Required action
Write the data out again, word for word.

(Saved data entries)
——

PR #530, opened 2023-12-18
feat: reduce bundle size

mateuszjasiuk:
- Removed Metamask SDK(it's quit haevy)
- Moved `useIntegration` hook to integrations package(otherwise importing hooks would also import all of the cosmos stuff)
- ~~Changed wasm optimizations for `-z` or `-Oz` which means optimization  for size aggressively(not exactly sure how much this will affect performance :( )~~
- now we copy wasm files to extension assets and use fetch to load them in background service worker 👍 
- I've changed rustopt options to defaults for profile

You can now also run: `BUNDLE_ANALYZE=true yarn build:firefox` (or chrome) to see bundle size analyzed under: `localhost:8888`


jurevans (approved):
Aside from removing:
```
entry: {
    shared: "../../packages/shared/src/init.ts",
```
everything looks good!

mateuszjasiuk:
> Aside from removing:
> 
> ```
> entry: {
>     shared: "../../packages/shared/src/init.ts",
> ```
> 
> everything looks good!

Again 😅 👍

jurevans (approved):
Looks good!

Issue #516, opened 2023-12-12
Faucet - Implement API changes


jurevans:
We will need to implement any changes to the Faucet API into the `faucet` app.

More details _TBD_

PR #532, opened 2023-12-18
feat/516: Hardcode timestamp for faucet app

jurevans:
Relates to #516 

- [x] Hardcode timestamp, only use `/setting` endpoint for `difficulty` and `tokens`

Once merged, we can publish using:
```
NAMADA_INTERFACE_FAUCET_API_URL=https://faucet.api.heliax.click/public-testnet-15.0dacadb8d663
```


emccorson (approved):
Looks good to me!
Since the timestamp is now in the past, does that mean the faucet is live now?

jurevans:
> Looks good to me! Since the timestamp is now in the past, does that mean the faucet is live now?

Yes :D I just deployed from this branch as the launch was approaching. So I think this can still go into `main` should be need to deploy any fixes based on this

——

Problem solution
PR #530, opened 2023-12-18
feat: reduce bundle size

mateuszjasiuk:
- Removed Metamask SDK(it's quit haevy)
- Moved `useIntegration` hook to integrations package(otherwise importing hooks would also import all of the cosmos stuff)
- ~~Changed wasm optimizations for `-z` or `-Oz` which means optimization  for size aggressively(not exactly sure how much this will affect performance :( )~~
- now we copy wasm files to extension assets and use fetch to load them in background service worker 👍 
- I've changed rustopt options to defaults for profile

You can now also run: `BUNDLE_ANALYZE=true yarn build:firefox` (or chrome) to see bundle size analyzed under: `localhost:8888`


jurevans (approved):
Aside from removing:
```
entry: {
    shared: "../../packages/shared/src/init.ts",
```
everything looks good!

mateuszjasiuk:
> Aside from removing:
> 
> ```
> entry: {
>     shared: "../../packages/shared/src/init.ts",
> ```
> 
> everything looks good!

Again 😅 👍

jurevans (approved):
Looks good!

Issue #516, opened 2023-12-12
Faucet - Implement API changes


jurevans:
We will need to implement any changes to the Faucet API into the `faucet` app.

More details _TBD_

PR #532, opened 2023-12-18
feat/516: Hardcode timestamp for faucet app

jurevans:
Relates to #516 

- [x] Hardcode timestamp, only use `/setting` endpoint for `difficulty` and `tokens`

Once merged, we can publish using:
```
NAMADA_INTERFACE_FAUCET_API_URL=https://faucet.api.heliax.click/public-testnet-15.0dacadb8d663
```


emccorson (approved):
Looks good to me!
Since the timestamp is now in the past, does that mean the faucet is live now?

jurevans:
> Looks good to me! Since the timestamp is now in the past, does that mean the faucet is live now?

Yes :D I just deployed from this branch as the launch was approaching. So I think this can still go into `main` should be need to deploy any fixes based on this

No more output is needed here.